→ **TASK BRIEF**
Each line of the material beneath should be duplicated exactly.
::: RAW DATA
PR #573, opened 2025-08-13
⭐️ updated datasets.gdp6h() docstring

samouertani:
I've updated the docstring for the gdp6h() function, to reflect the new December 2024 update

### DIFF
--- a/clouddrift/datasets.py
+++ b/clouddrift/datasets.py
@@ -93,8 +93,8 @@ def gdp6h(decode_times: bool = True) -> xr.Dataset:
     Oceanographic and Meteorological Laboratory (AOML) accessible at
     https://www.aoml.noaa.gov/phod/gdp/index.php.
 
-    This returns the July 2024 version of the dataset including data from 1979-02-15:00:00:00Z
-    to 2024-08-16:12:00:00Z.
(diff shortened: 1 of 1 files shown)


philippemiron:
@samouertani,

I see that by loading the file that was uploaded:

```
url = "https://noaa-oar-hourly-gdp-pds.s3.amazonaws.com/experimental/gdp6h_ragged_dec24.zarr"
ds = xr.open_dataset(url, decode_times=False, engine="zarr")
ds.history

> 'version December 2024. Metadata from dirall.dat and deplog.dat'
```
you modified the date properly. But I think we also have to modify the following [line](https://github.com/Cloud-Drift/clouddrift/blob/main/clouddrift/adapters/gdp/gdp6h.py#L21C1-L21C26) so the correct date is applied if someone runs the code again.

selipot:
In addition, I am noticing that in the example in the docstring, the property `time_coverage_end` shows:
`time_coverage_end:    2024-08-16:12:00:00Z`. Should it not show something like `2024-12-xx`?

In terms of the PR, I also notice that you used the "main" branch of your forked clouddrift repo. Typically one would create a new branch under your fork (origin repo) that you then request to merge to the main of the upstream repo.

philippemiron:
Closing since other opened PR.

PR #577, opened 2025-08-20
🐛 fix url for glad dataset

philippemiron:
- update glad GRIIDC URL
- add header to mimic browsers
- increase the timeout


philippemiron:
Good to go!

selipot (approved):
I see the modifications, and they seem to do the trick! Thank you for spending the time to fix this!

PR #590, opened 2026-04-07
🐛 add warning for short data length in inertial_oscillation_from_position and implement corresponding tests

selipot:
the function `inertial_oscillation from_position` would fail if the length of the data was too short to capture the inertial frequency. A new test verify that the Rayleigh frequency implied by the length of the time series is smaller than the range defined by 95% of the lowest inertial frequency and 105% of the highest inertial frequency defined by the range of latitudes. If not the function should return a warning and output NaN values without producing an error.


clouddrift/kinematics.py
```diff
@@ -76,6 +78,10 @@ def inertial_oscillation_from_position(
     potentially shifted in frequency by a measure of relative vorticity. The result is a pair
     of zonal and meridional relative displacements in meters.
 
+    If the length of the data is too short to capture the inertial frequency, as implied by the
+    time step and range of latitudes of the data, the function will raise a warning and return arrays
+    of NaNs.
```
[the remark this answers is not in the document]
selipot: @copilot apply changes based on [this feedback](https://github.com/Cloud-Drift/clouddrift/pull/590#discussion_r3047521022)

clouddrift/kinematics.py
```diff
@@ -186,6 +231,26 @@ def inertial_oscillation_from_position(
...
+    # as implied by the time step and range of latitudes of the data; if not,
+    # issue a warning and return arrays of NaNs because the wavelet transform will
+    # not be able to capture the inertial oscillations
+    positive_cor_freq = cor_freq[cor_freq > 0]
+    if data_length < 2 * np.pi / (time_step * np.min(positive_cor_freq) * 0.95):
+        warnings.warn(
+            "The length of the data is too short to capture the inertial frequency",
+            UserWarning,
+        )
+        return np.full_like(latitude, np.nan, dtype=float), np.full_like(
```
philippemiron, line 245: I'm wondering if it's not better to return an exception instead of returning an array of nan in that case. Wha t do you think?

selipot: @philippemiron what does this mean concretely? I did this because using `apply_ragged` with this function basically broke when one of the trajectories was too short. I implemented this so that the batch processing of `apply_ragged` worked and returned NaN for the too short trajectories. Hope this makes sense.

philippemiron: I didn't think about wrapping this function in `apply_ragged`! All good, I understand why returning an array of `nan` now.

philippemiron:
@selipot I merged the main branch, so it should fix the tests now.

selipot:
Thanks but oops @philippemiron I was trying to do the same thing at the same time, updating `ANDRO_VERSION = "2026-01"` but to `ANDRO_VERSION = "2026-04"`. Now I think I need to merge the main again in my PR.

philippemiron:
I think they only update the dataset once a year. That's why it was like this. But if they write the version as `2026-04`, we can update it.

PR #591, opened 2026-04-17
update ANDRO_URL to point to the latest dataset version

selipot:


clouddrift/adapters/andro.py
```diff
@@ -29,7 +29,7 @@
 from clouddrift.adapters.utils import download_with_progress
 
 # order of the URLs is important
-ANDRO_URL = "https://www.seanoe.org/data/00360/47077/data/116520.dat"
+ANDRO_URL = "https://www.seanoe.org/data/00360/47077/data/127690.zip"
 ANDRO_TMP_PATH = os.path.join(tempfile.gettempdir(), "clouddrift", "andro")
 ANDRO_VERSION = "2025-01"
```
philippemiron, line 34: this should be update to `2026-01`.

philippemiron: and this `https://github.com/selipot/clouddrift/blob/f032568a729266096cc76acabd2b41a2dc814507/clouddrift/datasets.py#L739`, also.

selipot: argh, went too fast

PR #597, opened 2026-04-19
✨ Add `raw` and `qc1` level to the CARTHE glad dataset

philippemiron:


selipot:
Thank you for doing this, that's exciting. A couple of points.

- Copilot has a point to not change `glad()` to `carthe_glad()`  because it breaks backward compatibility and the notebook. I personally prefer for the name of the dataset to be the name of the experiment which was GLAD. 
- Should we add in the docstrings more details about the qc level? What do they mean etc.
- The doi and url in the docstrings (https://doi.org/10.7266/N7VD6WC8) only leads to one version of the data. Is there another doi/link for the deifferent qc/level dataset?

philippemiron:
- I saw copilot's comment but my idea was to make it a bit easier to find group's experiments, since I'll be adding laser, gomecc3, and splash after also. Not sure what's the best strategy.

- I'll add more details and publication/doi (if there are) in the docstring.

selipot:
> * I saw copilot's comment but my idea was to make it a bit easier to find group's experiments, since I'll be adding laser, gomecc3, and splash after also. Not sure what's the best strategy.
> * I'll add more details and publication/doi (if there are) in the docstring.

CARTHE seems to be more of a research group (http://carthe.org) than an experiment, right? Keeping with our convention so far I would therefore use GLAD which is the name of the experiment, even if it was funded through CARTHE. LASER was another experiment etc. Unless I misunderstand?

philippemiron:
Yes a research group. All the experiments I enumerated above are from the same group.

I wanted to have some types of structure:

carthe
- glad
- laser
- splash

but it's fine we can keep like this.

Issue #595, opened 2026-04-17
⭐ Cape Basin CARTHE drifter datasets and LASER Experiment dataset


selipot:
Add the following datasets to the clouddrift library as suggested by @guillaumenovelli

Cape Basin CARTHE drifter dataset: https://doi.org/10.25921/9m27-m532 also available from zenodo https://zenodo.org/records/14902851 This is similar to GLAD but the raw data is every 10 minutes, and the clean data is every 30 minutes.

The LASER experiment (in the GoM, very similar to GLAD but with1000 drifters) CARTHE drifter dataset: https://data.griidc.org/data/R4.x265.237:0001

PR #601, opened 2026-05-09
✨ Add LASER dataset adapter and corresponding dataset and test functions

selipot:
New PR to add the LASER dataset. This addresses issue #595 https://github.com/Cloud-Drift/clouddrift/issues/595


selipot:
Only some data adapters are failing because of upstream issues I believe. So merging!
::::::
→ **COMPLETED TASK**
PR #573, opened 2025-08-13
⭐️ updated datasets.gdp6h() docstring

samouertani:
I've updated the docstring for the gdp6h() function, to reflect the new December 2024 update

### DIFF
--- a/clouddrift/datasets.py
+++ b/clouddrift/datasets.py
@@ -93,8 +93,8 @@ def gdp6h(decode_times: bool = True) -> xr.Dataset:
     Oceanographic and Meteorological Laboratory (AOML) accessible at
     https://www.aoml.noaa.gov/phod/gdp/index.php.
 
-    This returns the July 2024 version of the dataset including data from 1979-02-15:00:00:00Z
-    to 2024-08-16:12:00:00Z.
(diff shortened: 1 of 1 files shown)


philippemiron:
@samouertani,

I see that by loading the file that was uploaded:

```
url = "https://noaa-oar-hourly-gdp-pds.s3.amazonaws.com/experimental/gdp6h_ragged_dec24.zarr"
ds = xr.open_dataset(url, decode_times=False, engine="zarr")
ds.history

> 'version December 2024. Metadata from dirall.dat and deplog.dat'
```
you modified the date properly. But I think we also have to modify the following [line](https://github.com/Cloud-Drift/clouddrift/blob/main/clouddrift/adapters/gdp/gdp6h.py#L21C1-L21C26) so the correct date is applied if someone runs the code again.

selipot:
In addition, I am noticing that in the example in the docstring, the property `time_coverage_end` shows:
`time_coverage_end:    2024-08-16:12:00:00Z`. Should it not show something like `2024-12-xx`?

In terms of the PR, I also notice that you used the "main" branch of your forked clouddrift repo. Typically one would create a new branch under your fork (origin repo) that you then request to merge to the main of the upstream repo.

philippemiron:
Closing since other opened PR.

PR #577, opened 2025-08-20
🐛 fix url for glad dataset

philippemiron:
- update glad GRIIDC URL
- add header to mimic browsers
- increase the timeout


philippemiron:
Good to go!

selipot (approved):
I see the modifications, and they seem to do the trick! Thank you for spending the time to fix this!

PR #590, opened 2026-04-07
🐛 add warning for short data length in inertial_oscillation_from_position and implement corresponding tests

selipot:
the function `inertial_oscillation from_position` would fail if the length of the data was too short to capture the inertial frequency. A new test verify that the Rayleigh frequency implied by the length of the time series is smaller than the range defined by 95% of the lowest inertial frequency and 105% of the highest inertial frequency defined by the range of latitudes. If not the function should return a warning and output NaN values without producing an error.


clouddrift/kinematics.py
```diff
@@ -76,6 +78,10 @@ def inertial_oscillation_from_position(
     potentially shifted in frequency by a measure of relative vorticity. The result is a pair
     of zonal and meridional relative displacements in meters.
 
+    If the length of the data is too short to capture the inertial frequency, as implied by the
+    time step and range of latitudes of the data, the function will raise a warning and return arrays
+    of NaNs.
```
[the remark this answers is not in the document]
selipot: @copilot apply changes based on [this feedback](https://github.com/Cloud-Drift/clouddrift/pull/590#discussion_r3047521022)

clouddrift/kinematics.py
```diff
@@ -186,6 +231,26 @@ def inertial_oscillation_from_position(
...
+    # as implied by the time step and range of latitudes of the data; if not,
+    # issue a warning and return arrays of NaNs because the wavelet transform will
+    # not be able to capture the inertial oscillations
+    positive_cor_freq = cor_freq[cor_freq > 0]
+    if data_length < 2 * np.pi / (time_step * np.min(positive_cor_freq) * 0.95):
+        warnings.warn(
+            "The length of the data is too short to capture the inertial frequency",
+            UserWarning,
+        )
+        return np.full_like(latitude, np.nan, dtype=float), np.full_like(
```
philippemiron, line 245: I'm wondering if it's not better to return an exception instead of returning an array of nan in that case. Wha t do you think?

selipot: @philippemiron what does this mean concretely? I did this because using `apply_ragged` with this function basically broke when one of the trajectories was too short. I implemented this so that the batch processing of `apply_ragged` worked and returned NaN for the too short trajectories. Hope this makes sense.

philippemiron: I didn't think about wrapping this function in `apply_ragged`! All good, I understand why returning an array of `nan` now.

philippemiron:
@selipot I merged the main branch, so it should fix the tests now.

selipot:
Thanks but oops @philippemiron I was trying to do the same thing at the same time, updating `ANDRO_VERSION = "2026-01"` but to `ANDRO_VERSION = "2026-04"`. Now I think I need to merge the main again in my PR.

philippemiron:
I think they only update the dataset once a year. That's why it was like this. But if they write the version as `2026-04`, we can update it.

PR #591, opened 2026-04-17
update ANDRO_URL to point to the latest dataset version

selipot:


clouddrift/adapters/andro.py
```diff
@@ -29,7 +29,7 @@
 from clouddrift.adapters.utils import download_with_progress
 
 # order of the URLs is important
-ANDRO_URL = "https://www.seanoe.org/data/00360/47077/data/116520.dat"
+ANDRO_URL = "https://www.seanoe.org/data/00360/47077/data/127690.zip"
 ANDRO_TMP_PATH = os.path.join(tempfile.gettempdir(), "clouddrift", "andro")
 ANDRO_VERSION = "2025-01"
```
philippemiron, line 34: this should be update to `2026-01`.

philippemiron: and this `https://github.com/selipot/clouddrift/blob/f032568a729266096cc76acabd2b41a2dc814507/clouddrift/datasets.py#L739`, also.

selipot: argh, went too fast

PR #597, opened 2026-04-19
✨ Add `raw` and `qc1` level to the CARTHE glad dataset

philippemiron:


selipot:
Thank you for doing this, that's exciting. A couple of points.

- Copilot has a point to not change `glad()` to `carthe_glad()`  because it breaks backward compatibility and the notebook. I personally prefer for the name of the dataset to be the name of the experiment which was GLAD. 
- Should we add in the docstrings more details about the qc level? What do they mean etc.
- The doi and url in the docstrings (https://doi.org/10.7266/N7VD6WC8) only leads to one version of the data. Is there another doi/link for the deifferent qc/level dataset?

philippemiron:
- I saw copilot's comment but my idea was to make it a bit easier to find group's experiments, since I'll be adding laser, gomecc3, and splash after also. Not sure what's the best strategy.

- I'll add more details and publication/doi (if there are) in the docstring.

selipot:
> * I saw copilot's comment but my idea was to make it a bit easier to find group's experiments, since I'll be adding laser, gomecc3, and splash after also. Not sure what's the best strategy.
> * I'll add more details and publication/doi (if there are) in the docstring.

CARTHE seems to be more of a research group (http://carthe.org) than an experiment, right? Keeping with our convention so far I would therefore use GLAD which is the name of the experiment, even if it was funded through CARTHE. LASER was another experiment etc. Unless I misunderstand?

philippemiron:
Yes a research group. All the experiments I enumerated above are from the same group.

I wanted to have some types of structure:

carthe
- glad
- laser
- splash

but it's fine we can keep like this.

Issue #595, opened 2026-04-17
⭐ Cape Basin CARTHE drifter datasets and LASER Experiment dataset


selipot:
Add the following datasets to the clouddrift library as suggested by @guillaumenovelli

Cape Basin CARTHE drifter dataset: https://doi.org/10.25921/9m27-m532 also available from zenodo https://zenodo.org/records/14902851 This is similar to GLAD but the raw data is every 10 minutes, and the clean data is every 30 minutes.

The LASER experiment (in the GoM, very similar to GLAD but with1000 drifters) CARTHE drifter dataset: https://data.griidc.org/data/R4.x265.237:0001

PR #601, opened 2026-05-09
✨ Add LASER dataset adapter and corresponding dataset and test functions

selipot:
New PR to add the LASER dataset. This addresses issue #595 https://github.com/Cloud-Drift/clouddrift/issues/595


selipot:
Only some data adapters are failing because of upstream issues I believe. So merging!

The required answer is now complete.